▸ **WHAT THE TASK REQUIRES**:
If a line in the entries contains the word "ensureLabelsAdded", list it.

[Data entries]

───

Issue #2942, opened 2022-08-30
[Slider] Label breaks if it's too close to the edge of the screen


pubiqq:
<img src="https://user-images.githubusercontent.com/82187521/187322121-2cc1c0a6-cd1c-44a9-a4ac-1acb001672e6.png" />

**Material Library version:** 1.7.0-beta01
**Device:** Pixel 4 API 31

PR #3027, opened 2022-10-15
Bugfix/2869 label scroll

### LINKED ISSUE #2869: [Slider] The label is scrolled when it's in the scroll view and LABEL_VISIBLE
**Description:** 
This issue comes when the slider is placed inside ScrollView and `labelBehavior` is set as `LABEL_VISIBLE`. When the user scrolled down, the label is scrolled too.

WhatsApp Video 2022-07-27 at 1 07 47 PM

**Expected behavior:** The Expected behavior is the label is not scrolled and is still in the slider position

**Android API version:** Android 10 (API level 29) and Android 11 (API level 30) 

**Material Library version:** Tested on 1.6.0 and 1.7.0-alpha03

**Device:** Tested on Google Pixel 3A (Emulator) and Xiaomi Redmi 10S

PaulKlauser:
Fixes #2869 

See commit messages. Not sure if the commit that adds to the sample is wanted, let me know. 

Also ran into a related issue, #2942, once the label is drawn to the canvas. My solution was to remove the Tooltip padding entirely, however I could see why that might be undesirable in the case that the Tooltip is still being drawn over the content overlay. Let me know, that could also easily be parameterized based on label behavior. I do think we at least don't want that Tooltip padding if it's drawn to the canvas, since the view will already have padding set on it.

### DIFF
--- a/lib/java/com/google/android/material/slider/BaseSlider.java
+++ b/lib/java/com/google/android/material/slider/BaseSlider.java
@@ -68,6 +68,8 @@ import android.view.ViewParent;
 import android.view.accessibility.AccessibilityEvent;
 import android.view.accessibility.AccessibilityManager;
 import android.widget.SeekBar;
+import android.widget.TextView;
+
 import androidx.annotation.ColorInt;
 import androidx.annotation.ColorRes;
 import androidx.annotation.DimenRes;
@@ -759,6 +761,7 @@ abstract class BaseSlider<
       // if more thumbs are added.
       TooltipDrawable tooltipDrawable =
           TooltipDrawable.createFromAttributes(getContext(), null, 0, labelStyle);
+      tooltipDrawable.setLayoutMargin(0);
       labels.add(tooltipDrawable);
       if (ViewCompat.isAttachedToWindow(this)) {
         attachLabelToContentView(tooltipDrawable);
@@ -1726,7 +1729,7 @@ abstract class BaseSlider<
 
     // Draw labels if there is an active thumb or the labels are always visible.
     if ((activeThumbIdx != -1 || shouldAlwaysShowLabel()) && isEnabled()) {
-      ensureLabelsAdded();
+      ensureLabelsAdded(canvas);
     } else {
       ensureLabelsRemoved();
     }
@@ -2193,7 +2196,7 @@ abstract class BaseSlider<
     }
   }
 
-  private void ensureLabelsAdded() {
+  private void ensureLabelsAdded(Canvas canvas) {
     if (labelBehavior == LABEL_GONE) {
       // If the label shouldn't be drawn we can skip this.
       return;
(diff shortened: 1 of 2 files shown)


raajkumars:
Thanks for the PR. Please upload a  video recording of the issue with the fix applied.

PaulKlauser:
@raajkumars Here you go!
[device-2022-11-02-172623.webm](https://user-images.githubusercontent.com/6461398/199605696-2bfd12e6-bf44-4202-a1a7-9f13e73fe250.webm)

lib/java/com/google/android/material/slider/BaseSlider.java
```diff
@@ -759,6 +761,7 @@ private void createLabelPool() {
       // if more thumbs are added.
       TooltipDrawable tooltipDrawable =
           TooltipDrawable.createFromAttributes(getContext(), null, 0, labelStyle);
+      tooltipDrawable.setLayoutMargin(0);
```
leticiarossi, line 764: would you like to create a separate PR to fix the label breaking issue (or change this one)? for that we can change the layout margin to 2dp instead of 0dp (so it doesn't directly touch the screen edges but it also doesn't break the label), and the change can be done in the tooltip style [here](https://github.com/material-components/material-components-android/blob/master/lib/java/com/google/android/material/tooltip/res/values/styles.xml#L37)!

lib/java/com/google/android/material/slider/BaseSlider.java
```diff
@@ -2248,13 +2251,19 @@ private void setValueForLabel(TooltipDrawable label, float value) {
...
+      Rect rect = new Rect(label.getBounds());
+      DescendantOffsetUtils.offsetDescendantRect(ViewUtils.getContentView(this), this, rect);
+      label.setBounds(rect);
+    }
 
-    ViewUtils.getContentViewOverlay(this).add(label);
+    if (labelBehavior != LABEL_VISIBLE) {
+      ViewUtils.getContentViewOverlay(this).add(label);
+    } else {
+      label.draw(canvas);
```
leticiarossi, line 2265: so for this, the problem we have is that is if we don't draw on the view overlay, we can not draw out of the view bounds, unless we set clipChildren to false on the container (which we can't do from this class). Ideally the solution would possibly be to hide the label while the container is being scrolled

PaulKlauser: Yea that's a good observation. I think drawing the label within the view makes more sense in this case. I don't think users would want to draw the label outside of the view if it's persistent, since in that case it would likely be covering up an adjacent view.

drchen:
Hi, thank you so much for contributing the PR!

After discussing internally, we feel the best fix we can offer here is hiding the tooltip entirely during scrolling. (And show it again after scrolling.)

I'll close this PR as a no-go. Any suggestions / PRs will be very welcome!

───

▸ **ANSWER AREA**:
-      ensureLabelsAdded();
+      ensureLabelsAdded(canvas);
-  private void ensureLabelsAdded() {
+  private void ensureLabelsAdded(Canvas canvas) {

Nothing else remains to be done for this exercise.